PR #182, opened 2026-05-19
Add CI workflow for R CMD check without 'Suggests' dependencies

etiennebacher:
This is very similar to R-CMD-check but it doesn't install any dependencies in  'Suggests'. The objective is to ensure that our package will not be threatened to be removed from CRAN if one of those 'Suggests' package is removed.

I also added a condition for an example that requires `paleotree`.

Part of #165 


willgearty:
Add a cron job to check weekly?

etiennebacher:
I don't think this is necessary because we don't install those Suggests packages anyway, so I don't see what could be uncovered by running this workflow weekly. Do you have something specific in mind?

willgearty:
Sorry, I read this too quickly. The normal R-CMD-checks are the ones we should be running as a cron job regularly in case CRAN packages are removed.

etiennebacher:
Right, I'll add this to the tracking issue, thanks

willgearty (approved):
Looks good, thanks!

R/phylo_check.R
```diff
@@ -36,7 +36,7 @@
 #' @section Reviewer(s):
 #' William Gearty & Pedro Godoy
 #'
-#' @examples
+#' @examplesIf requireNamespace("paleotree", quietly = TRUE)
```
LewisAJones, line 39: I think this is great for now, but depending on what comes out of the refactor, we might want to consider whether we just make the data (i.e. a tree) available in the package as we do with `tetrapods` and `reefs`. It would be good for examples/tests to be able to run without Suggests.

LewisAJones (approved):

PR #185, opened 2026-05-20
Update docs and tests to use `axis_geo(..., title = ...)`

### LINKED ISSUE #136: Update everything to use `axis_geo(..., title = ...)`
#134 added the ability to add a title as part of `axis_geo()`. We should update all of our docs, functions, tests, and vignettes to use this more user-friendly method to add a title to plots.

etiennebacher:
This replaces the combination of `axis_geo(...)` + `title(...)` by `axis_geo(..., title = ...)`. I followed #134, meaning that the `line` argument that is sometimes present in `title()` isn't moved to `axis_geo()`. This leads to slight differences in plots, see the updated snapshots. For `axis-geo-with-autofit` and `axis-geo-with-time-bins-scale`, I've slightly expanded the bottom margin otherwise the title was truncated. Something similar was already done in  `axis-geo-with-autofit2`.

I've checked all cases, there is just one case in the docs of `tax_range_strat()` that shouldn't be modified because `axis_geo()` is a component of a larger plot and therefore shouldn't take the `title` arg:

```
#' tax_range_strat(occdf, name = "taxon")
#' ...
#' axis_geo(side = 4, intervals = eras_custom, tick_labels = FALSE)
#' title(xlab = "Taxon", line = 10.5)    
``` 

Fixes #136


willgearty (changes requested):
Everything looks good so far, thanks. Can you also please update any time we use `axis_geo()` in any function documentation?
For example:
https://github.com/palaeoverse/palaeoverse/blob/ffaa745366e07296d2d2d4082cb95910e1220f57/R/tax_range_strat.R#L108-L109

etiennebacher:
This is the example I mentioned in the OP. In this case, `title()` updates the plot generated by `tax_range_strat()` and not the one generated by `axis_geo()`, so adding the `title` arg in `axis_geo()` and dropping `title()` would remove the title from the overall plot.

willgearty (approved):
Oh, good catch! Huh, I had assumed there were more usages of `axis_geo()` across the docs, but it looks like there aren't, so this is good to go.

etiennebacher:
--*--
Task description ::
A single number is the whole answer: report how many lines in the data above include the word "also".

Answer to this task ::
2